§ Task to carry out
Here the job is to restate every entry word for word.

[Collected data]
PR #6806, opened 2021-10-20
Fix kelp modifier having reverse effect

### LINKED ISSUE #6805: Kelp growth modifier behaving incorrectly
### Expected behavior

Increasing the growth modifier will increase the growth rate of a crop.

### Observed/Actual behavior

Increasing the growth rate modifier of kelp slows down the growth rate.

### Steps/models to reproduce

Lower the kelp growth rate to 20, plant some kelp and observe how long it takes for it to grow. Set the kelp growth rate to 200 and observe again. 

### Plugin and Datapack List

None

### Paper version

Master branch

### Other

It looks like the formula used to modify crop growth rate on kelp works differently from CropBlock growth rate. Where increasing the growth modifier on crops that qualify as a CropBlock increases the chance of a crop growing, **decreasing** the crop growth modifier increases the chance of a crop growing.

I copied over the formulas used currently (line 44 of GrowingPlantHeadBlock.java and line 91 of CropBlock) to an online java IDE and ran each one a hundred times to see how many times the crop would grow (how often those lines would return true). After doing that, as previously stated, increasing the kelp growth modifier would work the opposite as increasing other crop growth modifiers.

Machine-Maker:
Fixes #6805

### DIFF
--- a/patches/server/0819-Fix-kelp-modifier-changing-growth-for-other-crops.patch
+++ b/patches/server/0819-Fix-kelp-modifier-changing-growth-for-other-crops.patch
@@ -6,6 +6,10 @@ Subject: [PATCH] Fix kelp modifier changing growth for other crops
 Also add growth modifiers for twisting vines, weeping vines, cave vines,
 and glow berries
 
+Also fix above-mentioned modifiers from having the reverse effect
+
+Co-authored-by: Jake Potrebic <jake.m.potrebic@gmail.com>
+
 diff --git a/src/main/java/net/minecraft/world/level/block/CaveVinesBlock.java b/src/main/java/net/minecraft/world/level/block/CaveVinesBlock.java
 index 87dabe3c80b48bff52f2e3dbbaceb37a1a21e431..effee89e308c9a663938ac5b00a8c6512ce407c2 100644
 --- a/src/main/java/net/minecraft/world/level/block/CaveVinesBlock.java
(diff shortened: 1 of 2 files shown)


patches/server/0819-Fix-kelp-modifier-changing-growth-for-other-crops.patch
```diff
@@ -51,7 +55,7 @@ index def3b62feada5cebae4049883fa967b12f6f32b4..d3dde8ce3f55bda0b7f55491aef3bc9a
 +        } else {
 +            modifier = 100; // Above cases are exhaustive as of 1.18
 +        }
-+        if ((Integer) state.getValue(GrowingPlantHeadBlock.AGE) < 25 && random.nextDouble() < (100.0D / modifier) * this.growPerTickProbability) { // Spigot
++        if ((Integer) state.getValue(GrowingPlantHeadBlock.AGE) < 25 && random.nextDouble() < (modifier / 100.0D) * this.growPerTickProbability) { // Spigot // Paper - fix plant growth modifier
```
jpenilla:
```suggestion
+        if ((Integer) state.getValue(GrowingPlantHeadBlock.AGE) < 25 && random.nextDouble() < (modifier / 100.0D) * this.growPerTickProbability) { // Spigot // Paper - fix growth modifier having reverse effect
```

jpenilla (changes requested):

jpenilla (approved):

§ Completed task
PR #6806, opened 2021-10-20
Fix kelp modifier having reverse effect

### LINKED ISSUE #6805: Kelp growth modifier behaving incorrectly
### Expected behavior

Increasing the growth modifier will increase the growth rate of a crop.

### Observed/Actual behavior

Increasing the growth rate modifier of kelp slows down the growth rate.

### Steps/models to reproduce

Lower the kelp growth rate to 20, plant some kelp and observe how long it takes for it to grow. Set the kelp growth rate to 200 and observe again. 

### Plugin and Datapack List

None

### Paper version

Master branch

### Other

It looks like the formula used to modify crop growth rate on kelp works differently from CropBlock growth rate. Where increasing the growth modifier on crops that qualify as a CropBlock increases the chance of a crop growing, **decreasing** the crop growth modifier increases the chance of a crop growing.

I copied over the formulas used currently (line 44 of GrowingPlantHeadBlock.java and line 91 of CropBlock) to an online java IDE and ran each one a hundred times to see how many times the crop would grow (how often those lines would return true). After doing that, as previously stated, increasing the kelp growth modifier would work the opposite as increasing other crop growth modifiers.

Machine-Maker:
Fixes #6805

### DIFF
--- a/patches/server/0819-Fix-kelp-modifier-changing-growth-for-other-crops.patch
+++ b/patches/server/0819-Fix-kelp-modifier-changing-growth-for-other-crops.patch
@@ -6,6 +6,10 @@ Subject: [PATCH] Fix kelp modifier changing growth for other crops
 Also add growth modifiers for twisting vines, weeping vines, cave vines,
 and glow berries
 
+Also fix above-mentioned modifiers from having the reverse effect
+
+Co-authored-by: Jake Potrebic <jake.m.potrebic@gmail.com>
+
 diff --git a/src/main/java/net/minecraft/world/level/block/CaveVinesBlock.java b/src/main/java/net/minecraft/world/level/block/CaveVinesBlock.java
 index 87dabe3c80b48bff52f2e3dbbaceb37a1a21e431..effee89e308c9a663938ac5b00a8c6512ce407c2 100644
 --- a/src/main/java/net/minecraft/world/level/block/CaveVinesBlock.java
(diff shortened: 1 of 2 files shown)


patches/server/0819-Fix-kelp-modifier-changing-growth-for-other-crops.patch
```diff
@@ -51,7 +55,7 @@ index def3b62feada5cebae4049883fa967b12f6f32b4..d3dde8ce3f55bda0b7f55491aef3bc9a
 +        } else {
 +            modifier = 100; // Above cases are exhaustive as of 1.18
 +        }
-+        if ((Integer) state.getValue(GrowingPlantHeadBlock.AGE) < 25 && random.nextDouble() < (100.0D / modifier) * this.growPerTickProbability) { // Spigot
++        if ((Integer) state.getValue(GrowingPlantHeadBlock.AGE) < 25 && random.nextDouble() < (modifier / 100.0D) * this.growPerTickProbability) { // Spigot // Paper - fix plant growth modifier
```
jpenilla:
```suggestion
+        if ((Integer) state.getValue(GrowingPlantHeadBlock.AGE) < 25 && random.nextDouble() < (modifier / 100.0D) * this.growPerTickProbability) { // Spigot // Paper - fix growth modifier having reverse effect
```

jpenilla (changes requested):

jpenilla (approved):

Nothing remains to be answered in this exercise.